Earth and Terrestrial Planet Formation

TL;DR

This paper reviews the stages of Earth and terrestrial planet formation, emphasizing pebble accretion, critiques classical models, and highlights the success of the Grand Tack model in explaining the Solar System's structure.

Contribution

It introduces the pebble growth process in planet formation and evaluates various models, demonstrating the effectiveness of the Grand Tack scenario in reproducing Solar System features.

Findings

Grand Tack model successfully explains Earth's small mass and orbital structure.

Growth of Earth aligns with Weibull distribution.

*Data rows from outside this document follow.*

PR #450, opened 2024-07-01
Rdwatch point support

BryonLewis:
Initial enabling of point support, may require some discussion at some point.
This is preparation of having point support in the RDWATCH database as well as enabling the ability to download images around points.

Done:

- Adds a PointField to `SiteEvaluations` and `SiteObservations`
- Allows the `geom` field in `SiteEvaluations, SiteObservations` to be null.  If it is null then it has a `point` field that can be used
- Updated the bulkcreate and the Schemas when posting sites to allow for point based GeoJSON instead of only Polygon or MultiPolygon fields.
- Adds queries for points for `sites` and for `observations`
- Updates the `rdwatchtiles.ts` to add sources for points for both the `sites` and the `observations`
- Creates a new function in `rdwatchtiles.ts` to handle radius sizing based on hover state, groundtruth and selection.  Might want to make a base level that is increased by the user.
- Added to the `mouseEvents.ts` interaction handlers for hovering and clicking both `sites` and `observations`
- When clicking on a site it goes to the `/observations` endpoint to get more details.  I've updated this endpoint to handle the case of having either `geom` or `point`.  Right now if it is a `point` the bounding box is essentially zero.  We may want to handle that on the client side an eventually have a way to zoom to bounding boxes.
- The above was in preparation for eventually handing the downloading of images for the point annotations.
- Changed SiteEvaluation foreign key to ModelRuns to be `CASCADE` instead of `PROTECT`.  I think we may want to make it a bit easier in the future to delete model runs and not have to delete all SiteEvaluations inside of them.

image


rdwatch/core/models/site_evaluation.py
```diff
@@ -44,6 +44,13 @@ class SiteEvaluation(models.Model):
         help_text="Polygon from this site's Site Feature",
         srid=3857,
         spatial_index=True,
+        null=True,
+    )
+    point = PointField(
+        help_text="Point from this site's Site Feature",
+        srid=3857,
+        spatial_index=True,
+        null=True,
```
mvandenburgh, line 53: I think we should add a DB constraint to enforce that one of `geom` or `point` is non-null

mvandenburgh, line 53: I think we should add a DB constraint to enforce that one of `geom` or `point` is non-null

rdwatch/core/models/site_observation.py
```diff
@@ -96,25 +103,46 @@ def bulk_create_from_site_evaluation(
...
+                            label=label_map[phase],
+                            score=feature.properties.score,
+                            geom=polygon,
+                            constellation=constellation,
+                            spectrum=None,
+                            timestamp=feature.properties.observation_date,
+                        )
+                    )
+            if point:
+                point = feature.parsed_geometry
```
mvandenburgh, line 135: Couple things here -

1) `if not point` is more pythonic than `if point is False` 
2) I think this reads cleaner if the negative case comes after. To make it easier in the github editor I just swapped out the boolean to represent whether it's a polygon instead of a point, but either way is good i think
3) Isn't the `point` variable uneeded here (which makes the 1st point here moot)? I believe you can just check `isinstance` directly and get the same outcome.

```suggestion
            is_polygon = False
            if isinstance(feature.parsed_geometry, Polygon | MultiPolygon):
                geometry = (
                    feature.parsed_geometry
                    if isinstance(feature.parsed_geometry, MultiPolygon)
                    else MultiPolygon([feature.parsed_geometry])
                )
                for i, polygon in enumerate(geometry):
                    if feature.properties.current_phase:
                        phase = feature.properties.current_phase[i]
                    else:
                        phase = 'Unknown'

                    site_observations.append(
                        cls(
                            siteeval=site_eval,
                            label=label_map[phase],
                            score=feature.properties.score,
                            geom=polygon,
                            constellation=constellation,
                            spectrum=None,
                            timestamp=feature.properties.observation_date,
                        )
                    )
            else:
                point = feature.parsed_geometry
```

rdwatch/core/models/site_observation.py
```diff
@@ -96,25 +103,46 @@ def bulk_create_from_site_evaluation(
...
                 if feature.properties.current_phase:
-                    phase = feature.properties.current_phase[i]
+                    phase = feature.properties.current_phase[0]
```
mvandenburgh, line 137: Why this change?

rdwatch/core/schemas/site_model.py
```diff
@@ -191,11 +191,11 @@ def parse_geometry(cls, v: dict[str, Any]):
     def ensure_correct_geometry_type(cls, values: dict[str, Any]):
         if 'properties' not in values or 'geometry' not in values:
             return values
-        if (
-            isinstance(values['properties'], SiteFeature)
-            and values['geometry'].get('type') != 'Polygon'
+        if isinstance(values['properties'], SiteFeature) and (
+            values['geometry'].get('type') != 'Polygon'
+            and values['geometry'].get('type') != 'Point'
```
mvandenburgh, line 196:
```suggestion
            values['geometry'].get('type') not in ['Polygon', 'Point']
```

tileserver/rgd.mjs
```diff
@@ -129,6 +129,122 @@ function query(z, x, y, modelRunId, year) {
           ELSE FALSE
```
mvandenburgh, line 129: Need a rebase to eliminate this file

mvandenburgh (changes requested):

rdwatch/core/models/site_observation.py
BryonLewis: Sorry, it gets a bit confusing.

So there is a function that is used to interpret a string delimited list (by ',') of the current phase from the geoJSON.  I didn 't write this but I assume there is a reason for it:
https://github.com/ResonantGeoData/RD-WATCH/blob/rdwatch-point-support/rdwatch/core/schemas/site_model.py#L123-L130https://github.com/ResonantGeoData/RD-WATCH/blob/rdwatch-point-support/rdwatch/core/schemas/site_model.py#L123-L130

In the geom/polygon version, it would loop across the geometry (given that it could be a multi polygon)t and it looks like the code just took the phase in the string-separated list for the last value.  It's weird and I don't know the exact reason for this with multi polygons.  Maybe it was a way to support multiple phase activities without changing DB models in the past?

  For Points there shouldn't be multiple geometry so I just took the first value in the list.

rdwatch/core/models/site_evaluation.py
BryonLewis: :+1: will add to both the site_evaluation and site_observation models.

rdwatch/core/models/site_evaluation.py
```diff
@@ -215,6 +229,14 @@ class Meta:
         default_related_name = 'evaluations'
         indexes = [GistIndex(fields=['timestamp']), GistIndex(fields=['score'])]
 
+        constraints = [
+            CheckConstraint(
+                check=Q(geom__isnull=False) | Q(point__isnull=False),
+                name='site_geom_or_point_not_null',
+                violation_error_message='geom and point cannot both be null',
+            ),
+        ]
```
mvandenburgh, line 238:
```suggestion
        constraints = [
            CheckConstraint(
                check=Q(geom__isnull=False, point__isnull=True) | Q(point__isnull=False, geom__isnull=True),
                name='site_geom_or_point_not_null',
                violation_error_message='Exactly one of [geom, point] must be non-null',
            ),
        ]
```

rdwatch/core/models/site_observation.py
```diff
@@ -127,6 +152,14 @@ class Meta:
         default_related_name = 'observations'
         indexes = [GistIndex(fields=['timestamp']), GistIndex(fields=['score'])]
 
+        constraints = [
+            CheckConstraint(
+                check=Q(geom__isnull=False) | Q(point__isnull=False),
+                name='siteobs_geom_or_point_not_null',
+                violation_error_message='geom and point cannot both be null',
+            ),
+        ]
```
mvandenburgh, line 161:
```suggestion
        constraints = [
            CheckConstraint(
                check=Q(geom__isnull=False, point__isnull=True) | Q(point__isnull=False, geom__isnull=True),
                name='siteobs_geom_or_point_not_null',
                violation_error_message='Exactly one of [geom, point] must be non-null',
            ),
        ]
```

mvandenburgh (changes requested):
Just one suggestion to strengthen the constraints on `point`/`geom` a bit, otherwise this LGTM

mvandenburgh (approved):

Feeding zones of planets are influenced by Jupiter's position.

Abstract

The growth and composition of Earth is a direct consequence of planet formation throughout the Solar System. We discuss the known history of the Solar System, the proposed stages of growth and how the early stages of planet formation may be dominated by pebble growth processes. Pebbles are small bodies whose strong interactions with the nebula gas lead to remarkable new accretion mechanisms for the formation of planetesimals and the growth of planetary embryos. Many of the popular models for the later stages of planet formation are presented. The classical models with the giant planets on fixed orbits are not consistent with the known history of the Solar System, fail to create a high Earth/Mars mass ratio, and, in many cases, are also internally inconsistent. The successful Grand Tack model creates a small Mars, a wet Earth, a realistic asteroid belt and the mass-orbit structure of the terrestrial planets. In the Grand Tack scenario, growth curves for Earth most closely match a Weibull model. The feeding zones, which determine the compositions of Earth and Venus follow a particular pattern determined by Jupiter, while the feeding zones of Mars and Theia, the last giant impactor on Earth, appear to randomly sample the terrestrial disk. The late accreted mass samples the disk nearly evenly.